*** Excerpted data ***

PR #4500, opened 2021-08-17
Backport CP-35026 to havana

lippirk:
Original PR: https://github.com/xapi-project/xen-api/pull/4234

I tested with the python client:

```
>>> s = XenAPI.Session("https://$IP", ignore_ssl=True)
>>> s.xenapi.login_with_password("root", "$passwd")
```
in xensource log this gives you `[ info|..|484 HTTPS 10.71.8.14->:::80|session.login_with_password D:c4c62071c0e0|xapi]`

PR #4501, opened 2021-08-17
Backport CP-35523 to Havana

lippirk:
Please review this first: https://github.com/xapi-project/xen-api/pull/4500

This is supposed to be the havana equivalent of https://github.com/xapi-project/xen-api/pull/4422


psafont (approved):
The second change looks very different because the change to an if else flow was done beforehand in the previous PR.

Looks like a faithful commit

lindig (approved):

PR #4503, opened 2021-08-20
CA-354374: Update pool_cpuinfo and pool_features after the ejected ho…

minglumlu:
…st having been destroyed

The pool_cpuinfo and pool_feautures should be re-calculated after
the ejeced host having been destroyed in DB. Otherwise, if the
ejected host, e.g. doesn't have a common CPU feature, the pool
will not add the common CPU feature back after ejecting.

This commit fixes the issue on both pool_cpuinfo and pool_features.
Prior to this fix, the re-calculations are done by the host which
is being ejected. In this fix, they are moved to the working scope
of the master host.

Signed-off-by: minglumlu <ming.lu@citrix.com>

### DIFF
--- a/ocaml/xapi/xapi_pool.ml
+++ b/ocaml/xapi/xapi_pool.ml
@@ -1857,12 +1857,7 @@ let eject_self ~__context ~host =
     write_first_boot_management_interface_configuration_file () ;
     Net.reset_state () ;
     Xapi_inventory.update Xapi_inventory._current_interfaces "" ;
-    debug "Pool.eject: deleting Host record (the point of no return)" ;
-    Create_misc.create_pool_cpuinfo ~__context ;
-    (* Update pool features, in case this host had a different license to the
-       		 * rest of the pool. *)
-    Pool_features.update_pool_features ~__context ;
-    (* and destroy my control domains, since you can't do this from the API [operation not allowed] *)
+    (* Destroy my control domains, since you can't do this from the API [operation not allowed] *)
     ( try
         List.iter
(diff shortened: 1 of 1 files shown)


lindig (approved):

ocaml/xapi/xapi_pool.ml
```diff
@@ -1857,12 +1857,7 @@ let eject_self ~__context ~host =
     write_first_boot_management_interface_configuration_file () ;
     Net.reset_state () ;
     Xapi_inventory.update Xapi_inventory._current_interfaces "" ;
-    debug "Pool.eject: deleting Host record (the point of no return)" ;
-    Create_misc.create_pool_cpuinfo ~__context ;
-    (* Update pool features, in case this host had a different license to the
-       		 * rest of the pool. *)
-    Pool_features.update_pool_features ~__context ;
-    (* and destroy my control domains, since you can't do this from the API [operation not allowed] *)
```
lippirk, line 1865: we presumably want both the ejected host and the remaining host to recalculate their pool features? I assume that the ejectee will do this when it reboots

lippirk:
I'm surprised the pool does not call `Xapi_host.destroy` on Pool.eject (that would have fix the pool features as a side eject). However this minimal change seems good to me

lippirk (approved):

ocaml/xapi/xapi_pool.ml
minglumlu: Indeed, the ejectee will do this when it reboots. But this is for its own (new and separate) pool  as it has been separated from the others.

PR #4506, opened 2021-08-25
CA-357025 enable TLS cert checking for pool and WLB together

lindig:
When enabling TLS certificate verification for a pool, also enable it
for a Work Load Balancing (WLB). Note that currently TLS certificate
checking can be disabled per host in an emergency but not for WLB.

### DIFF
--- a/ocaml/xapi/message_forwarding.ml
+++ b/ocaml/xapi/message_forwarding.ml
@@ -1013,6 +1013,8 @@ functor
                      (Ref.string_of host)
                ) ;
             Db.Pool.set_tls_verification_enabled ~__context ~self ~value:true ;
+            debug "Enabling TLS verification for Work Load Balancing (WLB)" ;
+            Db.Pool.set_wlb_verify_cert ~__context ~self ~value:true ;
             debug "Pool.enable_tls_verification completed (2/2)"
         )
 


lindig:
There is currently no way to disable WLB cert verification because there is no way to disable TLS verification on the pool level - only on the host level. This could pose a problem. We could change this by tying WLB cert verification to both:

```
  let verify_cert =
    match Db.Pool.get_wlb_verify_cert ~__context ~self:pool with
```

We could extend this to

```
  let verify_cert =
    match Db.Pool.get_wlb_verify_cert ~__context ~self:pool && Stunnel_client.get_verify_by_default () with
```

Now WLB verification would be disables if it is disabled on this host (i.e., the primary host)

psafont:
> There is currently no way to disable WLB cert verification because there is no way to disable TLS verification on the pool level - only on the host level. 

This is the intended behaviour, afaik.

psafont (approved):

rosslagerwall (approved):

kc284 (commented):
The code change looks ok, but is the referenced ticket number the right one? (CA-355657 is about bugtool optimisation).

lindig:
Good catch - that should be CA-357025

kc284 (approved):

*** End of Excerpted data ***

» **What the exercise asks**
Retype every entry, keeping each character as it was.

» **Exercise result**
PR #4500, opened 2021-08-17
Backport CP-35026 to havana

lippirk:
Original PR: https://github.com/xapi-project/xen-api/pull/4234

I tested with the python client:

```
>>> s = XenAPI.Session("https://$IP", ignore_ssl=True)
>>> s.xenapi.login_with_password("root", "$passwd")
```
in xensource log this gives you `[ info|..|484 HTTPS 10.71.8.14->:::80|session.login_with_password D:c4c62071c0e0|xapi]`

PR #4501, opened 2021-08-17
Backport CP-35523 to Havana

lippirk:
Please review this first: https://github.com/xapi-project/xen-api/pull/4500

This is supposed to be the havana equivalent of https://github.com/xapi-project/xen-api/pull/4422


psafont (approved):
The second change looks very different because the change to an if else flow was done beforehand in the previous PR.

Looks like a faithful commit

lindig (approved):

PR #4503, opened 2021-08-20
CA-354374: Update pool_cpuinfo and pool_features after the ejected ho…

minglumlu:
…st having been destroyed

The pool_cpuinfo and pool_feautures should be re-calculated after
the ejeced host having been destroyed in DB. Otherwise, if the
ejected host, e.g. doesn't have a common CPU feature, the pool
will not add the common CPU feature back after ejecting.

This commit fixes the issue on both pool_cpuinfo and pool_features.
Prior to this fix, the re-calculations are done by the host which
is being ejected. In this fix, they are moved to the working scope
of the master host.

Signed-off-by: minglumlu <ming.lu@citrix.com>

### DIFF
--- a/ocaml/xapi/xapi_pool.ml
+++ b/ocaml/xapi/xapi_pool.ml
@@ -1857,12 +1857,7 @@ let eject_self ~__context ~host =
     write_first_boot_management_interface_configuration_file () ;
     Net.reset_state () ;
     Xapi_inventory.update Xapi_inventory._current_interfaces "" ;
-    debug "Pool.eject: deleting Host record (the point of no return)" ;
-    Create_misc.create_pool_cpuinfo ~__context ;
-    (* Update pool features, in case this host had a different license to the
-       		 * rest of the pool. *)
-    Pool_features.update_pool_features ~__context ;
-    (* and destroy my control domains, since you can't do this from the API [operation not allowed] *)
+    (* Destroy my control domains, since you can't do this from the API [operation not allowed] *)
     ( try
         List.iter
(diff shortened: 1 of 1 files shown)


lindig (approved):

ocaml/xapi/xapi_pool.ml
```diff
@@ -1857,12 +1857,7 @@ let eject_self ~__context ~host =
     write_first_boot_management_interface_configuration_file () ;
     Net.reset_state () ;
     Xapi_inventory.update Xapi_inventory._current_interfaces "" ;
-    debug "Pool.eject: deleting Host record (the point of no return)" ;
-    Create_misc.create_pool_cpuinfo ~__context ;
-    (* Update pool features, in case this host had a different license to the
-       		 * rest of the pool. *)
-    Pool_features.update_pool_features ~__context ;
-    (* and destroy my control domains, since you can't do this from the API [operation not allowed] *)
```
lippirk, line 1865: we presumably want both the ejected host and the remaining host to recalculate their pool features? I assume that the ejectee will do this when it reboots

lippirk:
I'm surprised the pool does not call `Xapi_host.destroy` on Pool.eject (that would have fix the pool features as a side eject). However this minimal change seems good to me

lippirk (approved):

ocaml/xapi/xapi_pool.ml
minglumlu: Indeed, the ejectee will do this when it reboots. But this is for its own (new and separate) pool  as it has been separated from the others.

PR #4506, opened 2021-08-25
CA-357025 enable TLS cert checking for pool and WLB together

lindig:
When enabling TLS certificate verification for a pool, also enable it
for a Work Load Balancing (WLB). Note that currently TLS certificate
checking can be disabled per host in an emergency but not for WLB.

### DIFF
--- a/ocaml/xapi/message_forwarding.ml
+++ b/ocaml/xapi/message_forwarding.ml
@@ -1013,6 +1013,8 @@ functor
                      (Ref.string_of host)
                ) ;
             Db.Pool.set_tls_verification_enabled ~__context ~self ~value:true ;
+            debug "Enabling TLS verification for Work Load Balancing (WLB)" ;
+            Db.Pool.set_wlb_verify_cert ~__context ~self ~value:true ;
             debug "Pool.enable_tls_verification completed (2/2)"
         )
 


lindig:
There is currently no way to disable WLB cert verification because there is no way to disable TLS verification on the pool level - only on the host level. This could pose a problem. We could change this by tying WLB cert verification to both:

```
  let verify_cert =
    match Db.Pool.get_wlb_verify_cert ~__context ~self:pool with
```

We could extend this to

```
  let verify_cert =
    match Db.Pool.get_wlb_verify_cert ~__context ~self:pool && Stunnel_client.get_verify_by_default () with
```

Now WLB verification would be disables if it is disabled on this host (i.e., the primary host)

psafont:
> There is currently no way to disable WLB cert verification because there is no way to disable TLS verification on the pool level - only on the host level. 

This is the intended behaviour, afaik.

psafont (approved):

rosslagerwall (approved):

kc284 (commented):
The code change looks ok, but is the referenced ticket number the right one? (CA-355657 is about bugtool optimisation).

lindig:
Good catch - that should be CA-357025

kc284 (approved):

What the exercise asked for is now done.